PR #5425, opened 2020-11-21
Remove components no longer being maintained

Jeffwan:
Resolve part of #5419 

- Reorganize tensorflow image folder. 
  - Move contrib images to this folder
  - Move README.md and deprecate outdated build_image.py
- Remove components specific to GCP. I am not sure if they are being used. If so, maybe it's better to move to gcp-blueprints? 
  - private-utils
  - static-config-server
  - echo-server
  - ingress-setup-image. 
- Remove openmpi-controller. User should use kubeflow/mpi-operator instead

GCP part needs review from @Bobgy  /cc @kubeflow/google


alsrgv:
cc @tgaddair

Bobgy:
@jlewi can you help me confirm is any of the gcp stuff is still being used? I took a glance and it seems they aren't.

jlewi:
* echo-server is a useful debug utility for IAP; its not specific to IAP but I think that's the only thing its used for
* ingress-setup-image I thought we might be using that docker image to run some of the scripts to setup IAP but maybe not.

Either way I think its fine to delete these as if we are still using them we should probably move them to a GCP specific repo.

/lgtm
/approve

Thanks @Jeffwan for the cleanup.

------------

### WHAT IS NEEDED
An exact copy of every record above is what's needed here.

### RESPONSE AREA
PR #5425, opened 2020-11-21
Remove components no longer being maintained

Jeffwan:
Resolve part of #5419 

- Reorganize tensorflow image folder. 
  - Move contrib images to this folder
  - Move README.md and deprecate outdated build_image.py
- Remove components specific to GCP. I am not sure if they are being used. If so, maybe it's better to move to gcp-blueprints? 
  - private-utils
  - static-config-server
  - echo-server
  - ingress-setup-image. 
- Remove openmpi-controller. User should use kubeflow/mpi-operator instead

GCP part needs review from @Bobgy  /cc @kubeflow/google


alsrgv:
cc @tgaddair

Bobgy:
@jlewi can you help me confirm is any of the gcp stuff is still being used? I took a glance and it seems they aren't.

jlewi:
* echo-server is a useful debug utility for IAP; its not specific to IAP but I think that's the only thing its used for
* ingress-setup-image I thought we might be using that docker image to run some of the scripts to setup IAP but maybe not.

Either way I think its fine to delete these as if we are still using them we should probably move them to a GCP specific repo.

/lgtm
/approve

Thanks @Jeffwan for the cleanup.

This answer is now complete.